Media-Whore D'Oeuvres


"The Libyan uprising has given French President Nicolas Sarkozy an opportunity he has long coveted: to lead a risky international mission that holds out promise of ultimate glory. For Gen. Charles de Gaulle, the founder of the Fifth Republic, the pursuit of what the French call la grandeur was the primary raison d'être of a head of state. His successors have by and large shared the general's view, tenaciously defending French national interests and independence. Sarkozy's idea of grandeur differs from de Gaulle's or Mitterrand's, however. The two former presidents saw themselves as students of history, men with long views of the national interest. Sarkozy is a creature of the moment who has always lived by the daily news cycle. Risk quickens his pulse and whets his appetite. He first came to prominence as mayor of the Paris suburb of Neuilly, when a madman with a bomb held a preschool classroom hostage. Sarkozy entered the room, talked the bomber into surrendering, and emerged to waiting cameras with a child in his arms. Crisis is his element. In the crisis that followed Russia's invasion of South Ossetia in 2008, for example, Sarkozy, who then occupied the rotating presidency of the European Union, inserted himself into the center of the conflict and, in a whirlwind of shuttle diplomacy, persuaded the Russians not to make good on their threat to overthrow the Georgian government. His penchant for taking risks has not always paid off, however." (ForeignPolicy)

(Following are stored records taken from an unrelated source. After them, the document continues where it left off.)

Issue #24932, opened 2024-11-20
Add acceptance tests for the incident update task


npepinpe:
# Description

Add QA tests to make sure we are processing updates properly. See for example `IncidentPostImportZeebeImportIT` and `IncidentZeebeImportIT` - they are both quite tied to the importer, but can be used as inspiration for test coverage.

We should at least cover:

- Deploying a process with a single task and incident on the task, I expect the following:
  - I can query the incident and it is active
  - I can query the process instance and it has an incident
  - I can query the flow node instance of the task and it has an incident

- Deploying a process with a single task and incident, then resolving this incident, I expect the following:
  - There are no incidents query-able
  - I can query the process instance and there is no incident
  - I can query the flow node instance of the task and there is no incident

- Deploying a process (P1) with a call activity (P2), which has a call activity (P3), which has a task with an incident:
  - I can query the incident and it is active
  - I can query the flow node instance of the task and it has an incident
  - I can query the second call activity process instance (P3) and it has an incident
  - I can query the second call activity flow node instance and it has an incident
  - I can query the first call activity process instance (P2) and it has an incident
  - I can query the first call activity flow node instance and it has an incident
  - I can query the root process instance (P1) and it has an incident

- Deploying a process (P1) with a parallel gateway, and a call activity (P2), and a parallel gateway with two tasks (T1, T2), and both tasks have an incident; I then resolve the incident on T2:
  - I can query the remaining incident and it is active
  - I can query the flow node instance of T1 and it has an incident
  - I can query the call activity process instance (P2) and it has an incident
  - I can query the call activity flow node instance and it has an incident
  - I can query the root process instance (P1) and it has an incident

ChrisKujawa:
We have a lot of tests already in the client package also related to incidents, might be that we already cover several parts. We should validate this.

sdorokhova:
@ChrisKujawa what do you mean by "client package"? Could you clarify please?
Do you think these test should be root integration test in /qa/integration-tests module?

npepinpe:
I think Chris means the Operate and Tasklist E2E tests (i.e. what's run in those CI jobs), since it starts the application, and using the front end, checks that incidents show up, etc. That might already be enough of an acceptance test?

It's a little hard to debug personally 🤔

ChrisKujawa:
[...]

PR #25572, opened 2024-12-03
Create fully working incident update task (old post-importer)

npepinpe:
## Description

This PR integrates the new post-importer fully into the project. There is some duplication around the repositories:

- We create more than one ES/OS client
- This cascades into keeping track of them in the background task manager, so we can close them
- Some test duplication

"A couple of weeks ago there was a lot of talk around town about writer Michael Wolff’s 'nasty' piece in British GQ on Elaine Kaufman, the recently deceased owner of the legendary Elaine’s. Many were up in arms over Wolff’s characterization of Elaine as, among other things, a 'loud and stupid, uncomprehending woman,' 'grotesque, a freak show,' an 'odd amusement,' and 'gross' ... Elaine liked to be charmed just as much as the next person, but she had a bullshit-o-meter that was always working super-efficiently. Hers was a tough business for anyone and five times as tough for a woman alone. And she aced it. It wouldn’t have surprised her for one second to hear that Michael Wolff called her a bunch of names in the British GQ. It would have surprised her if he’d shown up at her joint some night after that. Although she knew damned well he wouldn’t have. She knew how to bully a bully. With her own two hands if need be. Elaine’s was full of writers because Elaine was one of those people who just loved writers. The way some people love painters or dancers or opera singers." (NYSocialDiary)


"In a few weeks, Warner Bros. will release the latest remake of Arthur, an outrageous comedy about an endearing drunk with piles of money and the audacity to spend it. The appeal hinges on the notion that no real-life person could rival Arthur’s oddly charming extravagance. In fact, the movie’s tagline claims that Arthur is 'the world’s only lovable billionaire.' Maybe so, but here are five actual billionaires who have out-partied Arthur ... Malcolm Forbes ... Paul Allen ... Sean Parker ... Mikhail Prokhorov ... Mark Cuban." (Jamie Johnson/ VanityFair)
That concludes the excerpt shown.